(Extracted data entries)
⟨

PR #557, opened 2026-07-10
[D 1ii/Refactor] Refactor Secrets Sampling

nlordell:
### Context and Motivation

I noticed in further changes to the state machine that we _need_ the secrets value right away for verifying commitments. This change modifies the effect to just sample the random secrets, store them, and then resume the state machine with them; the state machine is responsible to push the commit action once it sees the result of the effect.

This allows the state machine to hold a copy of the `Secrets` value so that it can use in its state transitions.

As before, secrets are just sampled once and reused per group ID.

### Decisions and Tradeoffs

A new `WiatingForSetup` state was introduced. This gives us a nice bonus as failure to write to the storage or generate the secrets gives us a chance to resample. This makes the state machine more resilient (resampling will be added once we start handling block updates - if we see a new block update and are still in the `WaitingForSetup` phase, then we know that we should try sampling again).

---

## CLA signature

### DIFF
--- a/crates/validator/src/service/effect.rs
+++ b/crates/validator/src/service/effect.rs
@@ -1,6 +1,9 @@
 //! The validator effect system and its handler.
 
-use crate::{frost, merkle::MerkleRoot, secrets::SecretStore, service::Action};
+use crate::{
+    frost::{self, keygen::Secrets},
+    secrets::SecretStore,
+};
 use alloy::primitives::{Address, B256};
 use safenet_core::state::EffectHandler;
 use std::{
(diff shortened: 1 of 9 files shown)


crates/validator/src/service/effect.rs
```diff
@@ -44,35 +48,21 @@ pub struct Handler {
...
-                poap,
-                expires_at,
             } => {
                 let mut rng = rand::thread_rng();
-                let setup = frost::keygen::setup(&mut rng, self.account, count, threshold)?;
+                let secrets = frost::keygen::setup(&mut rng, self.account, count, threshold)?;
                 let stored = self
                     .secrets
-                    .store_keygen_secrets(id, self.account, &setup.secrets)
+                    .store_keygen_secrets(group_id, self.account, secrets)
```
rmeissner, line 60: question: Can this not fail anymore?

crates/validator/src/state/keygen.rs
```diff
@@ -13,38 +19,93 @@ impl Transition {
     /// rotation is triggered on new blocks.
     pub(super) fn handle_genesis_key_gen(
         &self,
-        mut state: State,
+        state: State,
         event: &Coordinator::KeyGen,
     ) -> (State, Commands<State, Self>) {
         let genesis = self.genesis.group();
-        if state.rollover != RolloverState::WaitingForGenesis || event.gid != genesis.id() {
+        if !matches!(state.rollover, RolloverState::WaitingForGenesis) || event.gid != genesis.id()
```
rmeissner, line 26: question: why switch to the matches! macro?

rmeissner (approved):

crates/validator/src/state/keygen.rs
nlordell: Because I needed to remove `PartialEq` and `Eq` from the type (generally, FROST types are opaque).

crates/validator/src/service/effect.rs
nlordell: It can still fail, there is an `.await?`.

rmeissner: I was asking before we had the explicit check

⟩

WORK TO BE COMPLETED: All the lines above need to be retyped exactly, with nothing left out.

EXERCISE SOLUTION:
PR #557, opened 2026-07-10
[D 1ii/Refactor] Refactor Secrets Sampling

nlordell:
### Context and Motivation

I noticed in further changes to the state machine that we _need_ the secrets value right away for verifying commitments. This change modifies the effect to just sample the random secrets, store them, and then resume the state machine with them; the state machine is responsible to push the commit action once it sees the result of the effect.

This allows the state machine to hold a copy of the `Secrets` value so that it can use in its state transitions.

As before, secrets are just sampled once and reused per group ID.

### Decisions and Tradeoffs

A new `WiatingForSetup` state was introduced. This gives us a nice bonus as failure to write to the storage or generate the secrets gives us a chance to resample. This makes the state machine more resilient (resampling will be added once we start handling block updates - if we see a new block update and are still in the `WaitingForSetup` phase, then we know that we should try sampling again).

---

## CLA signature

### DIFF
--- a/crates/validator/src/service/effect.rs
+++ b/crates/validator/src/service/effect.rs
@@ -1,6 +1,9 @@
 //! The validator effect system and its handler.
 
-use crate::{frost, merkle::MerkleRoot, secrets::SecretStore, service::Action};
+use crate::{
+    frost::{self, keygen::Secrets},
+    secrets::SecretStore,
+};
 use alloy::primitives::{Address, B256};
 use safenet_core::state::EffectHandler;
 use std::{
(diff shortened: 1 of 9 files shown)


crates/validator/src/service/effect.rs
```diff
@@ -44,35 +48,21 @@ pub struct Handler {
...
-                poap,
-                expires_at,
             } => {
                 let mut rng = rand::thread_rng();
-                let setup = frost::keygen::setup(&mut rng, self.account, count, threshold)?;
+                let secrets = frost::keygen::setup(&mut rng, self.account, count, threshold)?;
                 let stored = self
                     .secrets
-                    .store_keygen_secrets(id, self.account, &setup.secrets)
+                    .store_keygen_secrets(group_id, self.account, secrets)
```
rmeissner, line 60: question: Can this not fail anymore?

crates/validator/src/state/keygen.rs
```diff
@@ -13,38 +19,93 @@ impl Transition {
     /// rotation is triggered on new blocks.
     pub(super) fn handle_genesis_key_gen(
         &self,
-        mut state: State,
+        state: State,
         event: &Coordinator::KeyGen,
     ) -> (State, Commands<State, Self>) {
         let genesis = self.genesis.group();
-        if state.rollover != RolloverState::WaitingForGenesis || event.gid != genesis.id() {
+        if !matches!(state.rollover, RolloverState::WaitingForGenesis) || event.gid != genesis.id()
```
rmeissner, line 26: question: why switch to the matches! macro?

rmeissner (approved):

crates/validator/src/state/keygen.rs
nlordell: Because I needed to remove `PartialEq` and `Eq` from the type (generally, FROST types are opaque).

crates/validator/src/service/effect.rs
nlordell: It can still fail, there is an `.await?`.

rmeissner: I was asking before we had the explicit check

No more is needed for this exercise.